PROBLEM TO SOLVE → Every line of the material must be copied exactly.

INPUT RECORDS →
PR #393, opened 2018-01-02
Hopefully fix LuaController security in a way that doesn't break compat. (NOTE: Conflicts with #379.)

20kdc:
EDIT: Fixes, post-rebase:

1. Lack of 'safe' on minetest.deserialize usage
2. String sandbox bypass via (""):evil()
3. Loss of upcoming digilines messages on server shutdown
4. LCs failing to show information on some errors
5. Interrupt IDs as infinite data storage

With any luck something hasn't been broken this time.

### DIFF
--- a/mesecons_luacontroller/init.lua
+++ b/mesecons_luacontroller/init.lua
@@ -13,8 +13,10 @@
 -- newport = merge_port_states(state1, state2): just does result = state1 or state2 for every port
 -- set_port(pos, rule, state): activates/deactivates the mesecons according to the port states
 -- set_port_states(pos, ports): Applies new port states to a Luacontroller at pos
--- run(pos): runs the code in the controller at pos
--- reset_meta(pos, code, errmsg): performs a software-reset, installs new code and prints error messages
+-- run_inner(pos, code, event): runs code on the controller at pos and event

ANSWER TO THE EXERCISE →
PR #393, opened 2018-01-02
Hopefully fix LuaController security in a way that doesn't break compat. (NOTE: Conflicts with #379.)

20kdc:
EDIT: Fixes, post-rebase:

1. Lack of 'safe' on minetest.deserialize usage
2. String sandbox bypass via (""):evil()
3. Loss of upcoming digilines messages on server shutdown
4. LCs failing to show information on some errors
5. Interrupt IDs as infinite data storage

With any luck something hasn't been broken this time.

### DIFF
--- a/mesecons_luacontroller/init.lua
+++ b/mesecons_luacontroller/init.lua
@@ -13,8 +13,10 @@
 -- newport = merge_port_states(state1, state2): just does result = state1 or state2 for every port
 -- set_port(pos, rule, state): activates/deactivates the mesecons according to the port states
 -- set_port_states(pos, ports): Applies new port states to a Luacontroller at pos
--- run(pos): runs the code in the controller at pos
--- reset_meta(pos, code, errmsg): performs a software-reset, installs new code and prints error messages
+-- run_inner(pos, code, event): runs code on the controller at pos and event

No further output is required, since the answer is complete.